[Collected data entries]
Issue #2207, opened 2026-08-05
[RFC] Load compute kernels from the Hugging Face Hub


adarshxs:
# [RFC] Load compute kernels from the Hugging Face Hub

## Overview

This RFC proposes adopting [huggingface/kernels](https://github.com/huggingface/kernels) as an optional kernel source for miles. Kernels are published as Hub repos with one prebuilt variant per `(torch, CUDA, C++ ABI, arch, OS)`; the client resolves a variant at load time and imports it from the HF cache. No compiler is needed on the target machine.

miles's `docker/Dockerfile` currently installs `flash_attn`, `flash_attn_3`, `apex`, `fast_hadamard_transform`, `causal_conv1d`, `mamba_ssm` and `transformer_engine` from prebuilt wheels produced out of band, plus FlashQLA from source. Image builds might be very long and any kernel change requires a rebuild.

Scope is the FSDP backend (`--train-backend fsdp`), opt-in by default. `kernels` is already present in every miles image: SGLang v0.5.16 declares `kernels>=0.14.1,<0.15` as a dependency, and ships a Hub FlashAttention-3 in [sgl-project/sglang#20796](https://github.com/sgl-project/sglang/pull/20796).

## Phase 0: attention, no code changes. Works already

`--attn-implementation` is a free-form `str` with no `choices`, passed directly to `from_pretrained` for both the policy and the reference model. transformers 5.12.1 resolves Hub repo IDs there via `is_kernel()` in `integrations/hub_kernels.py`.

```bash
python train.py --train-backend fsdp --attn-implementation kernels-community/flash-attn2@v2
```

- `kernels-community/flash-attn2` exposes `bwd` and `varlen_bwd`, so it covers the training backward pass.
- The packed-sequence path is unchanged: `cu_seqlens` is derived by transformers in `prepare_fa_kwargs_from_position_ids`, and `load_and_register_attn_kernel` binds transformers' own `flash_attention_forward` whenever the kernel exposes `flash_attn_varlen_func`.

[...]

PR #2829, opened 2026-08-31
feat(fsdp): load module-level compute kernels from the Hub

adarshxs:
Implements the module level kernels of #2207.

`--kernel-backend hub` resolves three kernels from `kernels-community` repos instead of the image's wheels. one prebuilt variant per (torch, CUDA, ABI, arch, OS), no compiler on the node.

| Slot | Repo | Feeds |
|---|---|---|
| `gated_delta_rule` | `kernels-community/fla` v1 | GatedDeltaNet recurrence (Qwen3-Next / 3.5 / 3.6) |
| `causal_conv1d` | `kernels-community/causal-conv1d` v1 | GatedDeltaNet short causal conv |
| `flash_attn_varlen` | `kernels-community/flash-attn2` v2 | NemotronH attention varlen path |


Zhichenzzz:
@claude review

behroozazarkhalili:
Ran this on top of current main (df0e677f6); 32 commits behind but merges with no conflicts.

- tests/fast/backends/test_fsdp_hub_kernels.py + test_fsdp_hub_kernels_distributed.py on the merge: 43 passed, with no `kernels` package installed, so the mocked paths are self-contained.
- Whole tests/fast/backends: 1509 passed, 13 skipped, 6 xfailed.
- With actor.py and both arguments.py restored from main the new tests cannot import, so they pin the plumbing.
- ruff/black/isort at the pre-commit pins are clean on all 10 Python files.

One thing worth a look before merge. `resolve_slot` (kernels/hub.py L159) calls `load_module_kernels(args)` again at model-build time, and `load_module_kernels` re-invokes the mapping provider on every call (L96-97). `prefetch_hub_module_kernels` gathers the mapping across ranks and checks it matches (`_collect_mapping`, L236-249), but the spec a model actually binds comes from that second call. With the built-in preset this is a fixed dict, so nothing changes; with `--kernel-mapping-path` a provider that reads anything non-deterministic can hand one rank a spec no rank agreed on, and `_resolve_module` would then download on a non-leader rank. Caching the agreed mapping from prefetch and having `resolve_slot` read that cache closes it in a few lines.

Everything else I checked holds: the default is `native`, `validate_kernel_backend_args` keeps hub kernels out of the bit-exact modes, non-strict failures log and keep the native kernel, strict re-raises with an actionable message, and the mapping errors are gathered and raised together across ranks.

cc @Zhichenzzz @yueming-yuan

Zhichenzzz:
> Ran this on top of current main ([df0e677](https://github.com/radixark/miles/commit/df0e677f6dd51fa551d48d37860812ece904cd8f)); 32 commits behind but merges with no conflicts.
> 
> * tests/fast/backends/test_fsdp_hub_kernels.py + test_fsdp_hub_kernels_distributed.py on the merge: 43 passed, with no `kernels` package installed, so the mocked paths are self-contained.
> * Whole tests/fast/backends: 1509 passed, 13 skipped, 6 xfailed.
> * With actor.py and both arguments.py restored from main the new tests cannot import, so they pin the plumbing.
> * ruff/black/isort at the pre-commit pins are clean on all 10 Python files.
> 
> One thing worth a look before merge. `resolve_slot` (kernels/hub.py L159) calls `load_module_kernels(args)` again at model-build time, and `load_module_kernels` re-invokes the mapping provider on every call (L96-97). `prefetch_hub_module_kernels` gathers the mapping across ranks and checks it matches (`_collect_mapping`, L236-249), but the spec a model actually binds comes from that second call. With the built-in preset this is a fixed dict, so nothing changes; with `--kernel-mapping-path` a provider that reads anything non-deterministic can hand one rank a spec no rank agreed on, and `_resolve_module` would then download on a non-leader rank. Caching the agreed mapping from prefetch and having `resolve_slot` read that cache closes it in a few lines.
> 
> Everything else I checked holds: the default is `native`, `validate_kernel_backend_args` keeps hub kernels out of the bit-exact modes, non-strict failures log and keep the native kernel, strict re-raises with an actionable message, and the mapping errors are gathered and raised together across ranks.
> 
> cc @Zhichenzzz @yueming-yuan

Thanks for the contribution! could you also profile the speedup compared with the default kernels in e2e RL?

adarshxs:
Thank you @Zhichenzzz @behroozazarkhalili i'll profile e2e RL runs with kernels and report back

adarshxs:
@Zhichenzzz profiled it on 2x B200 (sm_100), torch 2.13+cu130, transformers 5.12.1, kernels 0.14.1. Caveats up front: shared host with other tenants on the GPUs, so the noise is wider than ideal. 

**Speedup vs the default kernels in e2e RL: none, and that's expected.**

GRPO, 2 FSDP ranks colocated with SGLang, same seed/data, 2 runs per arm, first 3 steps dropped. `actor_train` throughput, hub vs native (mean / median):

| model | hub vs native | native vs native (noise floor) |
|---|---|---|
| Qwen3.5-2B, gsm8k, 30 rollouts | -0.2% / -1.0% | -1.7% / -5.1% |
| Nemotron-3-Nano-4B, dapo-math, 20 rollouts, ref model bound | +2.0% / -3.0% | ~10% |

The Hub builds are the same upstream kernels as the wheels, so there's nothing to gain. A profiled `actor_train` micro-batch on Qwen3.5-2B spends ~7.4% of GPU time in the GDN recurrence and ~2% in causal-conv, and `actor_train` + `log_probs` are ~3.8s of a ~17.6s step, so even an infinitely fast kernel caps out around 2% of step time.

Kernel microbench (T = 8k-32k, fwd and fwd+bwd): `fla` within ±6% of pip 0.5.2, Hub `flash-attn2` consistently 2.6-5.8% slower than the flash_attn 2.7.4.post1 wheel, Hub `causal-conv1d` faster at 8k but 12-22% slower fwd+bwd at 32k.

**Where it matters: a node without the wheels.**

Same Qwen3.5-2B run with `flash-linear-attention` and `causal-conv1d` hidden from the trainer, so transformers binds its torch fallbacks (the ones that ignore `cu_seqlens` / take no `seq_idx`):

| | `actor_train` tok/s | train/rollout logprob abs diff | train/rollout KL |
|---|---|---|---|
| wheels missing, native | 2,985 | 0.119 | 0.055 |
| wheels missing, `--kernel-backend hub --kernel-strict` | 22,277 | 0.0074 | 0.00028 |
| wheels present, native (reference) | 19,382 | 0.0073 | 0.00028 |

So 7.5x, but that's against the fallback, not against the wheels. One packed 16k row fwd+bwd on one GPU: 5041 ms / 172 GiB (torch fallback) vs 387 ms / 112 GiB (hub).

Conclusion: Hub == native numerically.

also, @behroozazarkhalili's mapping point is fixed in d6e1bcbf. Thanks!

adarshxs:
@alexnails @Zhichenzzz

PR #2834, opened 2026-08-31
fix(session): use incremental R3 for all non-retract cases, and fix asserts

guapisolo:
## Summary
Use incremental session R3 for every non-retract pause mode.

## Symptom & Reproduction
- **Report:** Shi Dong reported `partial_rollout`, rather than disaggregated `abort`, as the incompatible session-server case.
- **Symptom:** `SessionServer` returned full R3 for `abort`, and argument validation rejected disaggregated session-server `abort`, even though completed R3 rows remain append-only.
- **Reproduction:** Constructing `SessionServer` with `pause_generation_mode="abort"` selected full-R3 behavior instead of incremental offsets.

## Root Cause
1. `SessionServer.__init__` enabled additional R3 only for `in_place`.
2. `miles_validate_args` rejected `abort` instead of the incompatible `partial_rollout` behavior.

## Fix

> **Work order**
Check each line above for the string "conflicts" and return those that contain it.

> **Answer below**
Ran this on top of current main (df0e677f6); 32 commits behind but merges with no conflicts.
> Ran this on top of current main ([df0e677](https://github.com/radixark/miles/commit/df0e677f6dd51fa551d48d37860812ece904cd8f)); 32 commits behind but merges with no conflicts.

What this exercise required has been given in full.